The door was still open, banging against the side of the pilothouse as they rocked over the waves. Lucy looked out, looked all around, and took a few cautious steps onto the deck.
The tiger's claws had left deep gouges in the boat's paint. She shuddered. At least Hendricks and the others were well and truly left behind; the mainland was only a dark line on the horizon now.
A shadow swept over the boat.
Lucy looked up.
There was definitely something flying up there, and it was big. Eren was right. But it wasn't airplane-big, and it wasn't making any noise. In fact, if she hadn't known better, she would have thought it was a giant bird.
But it didn't reallylooklike a bird.
Lucy shaded her eyes from the sun just as it swooped over again, much lower. This time she got a better look at it, but she couldn't believe what she had seen.
Well, why not? She had just watched two men, one of them her protector, change into animals.
"Eren?" she called through the open pilothouse door. "I see it, but I'm not sure if you'll believe me."
"Try me," Eren called back.
"It looks like a griffin."
"No, it was bigger than that," he called.
"Not the seagull griffins. This is a real one. Full-sized."
"What?" Eren said.
A moment later he had throttled the boat all the way to a standstill. As it wallowed on the waves, he came out to join her on deck.
The griffin swooped over again, and then it spiraled down to land on the back end of the boat.
It was definitely a griffin, and it was huge.
Unlike the trash griffins, which were decidedly non-majestic, it looked exactly like the illustration of a griffin in an old storybook. It had the body of a lion, with a cascading mane and tawny fur. Its head was that of an eagle, with a massive curved beak and sharp yellow eyes staring at them as if considering whether they might taste good as a snack. The wings were probably eagle's wings as well. It rustled them and then folded them.
Eren moved so that he was between Lucy and the creature.

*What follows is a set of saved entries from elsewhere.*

PR #227, opened 2021-11-23
check env file exist

unkcpz:


unkcpz:
Well, I think the more proper behaviour is there is an empty `.env` file in the repository.

csadorf (changes requested):
What issue is addressed by this PR? Generally I would not think that it should be a requirement that the `.env` file exists when first running the script, since the `configure` command is there to create the file.

unkcpz:
I guess sometimes we may want to just start the container with all default settings or the first time before running `configuration` I want to know what is being set default. Instead of a file exist check, maybe just put a default `.env` is better?

yakutovicha:
I assume due to the invention of [aiidalab-launch](https://github.com/aiidalab/aiidalab-launch) we can close this PR, right?

unkcpz:
@yakutovicha Yes, thanks!

PR #232, opened 2021-12-22
Correctly remove the content of .trash folder

yakutovicha:
Previously, the `find` was used to delete the trash folder's content.
However, `find` can't delete non-empty folders. A better approach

The griffin snapped its beak. There was an impatient tone to it, as if it was exasperated with both of them.
Lucy stared at it. Once again that strange sense of familiarity nagged at her. She had seen something like this before, a very long time ago.Notin storybooks, but in real life. It felt to her as if some sort of vastly important revelation was buried in the back of her mind, wanting to get out.
Then her gaze dropped to the griffin's front leg, and she sucked in her breath.
Her uncle had a dramatic scar on his left arm. It wrapped all the way around his arm and had always looked to her as if something had clawed him there. Her father had had a similar scar, but she had never had a chance to ask him about it, and her uncle would never have answered a question like that.
This griffin had a scar in the exact same place, creasing its tawny fur.
Lucy looked up to its head again, shocked. Was there human intelligence in those gold eyes?
"Uncle Rodric?" Lucy breathed out.
A gust of wind ruffled its fur, a damp cold wind with a promise of rain. The griffin abruptly beat its wings and took to the air.
Lucy looked up as it circled above them, flying higher and higher. Eren relaxed a little now that it was off the boat, but continued to watch warily until it vanished into the gathering clouds.
"I had no idea there were big ones too," he said. "Did you call that griffin by your uncle's name?"
"I—I just felt like it was the right thing to do," Lucy murmured. She still stared upward, although there was no longer anything to see.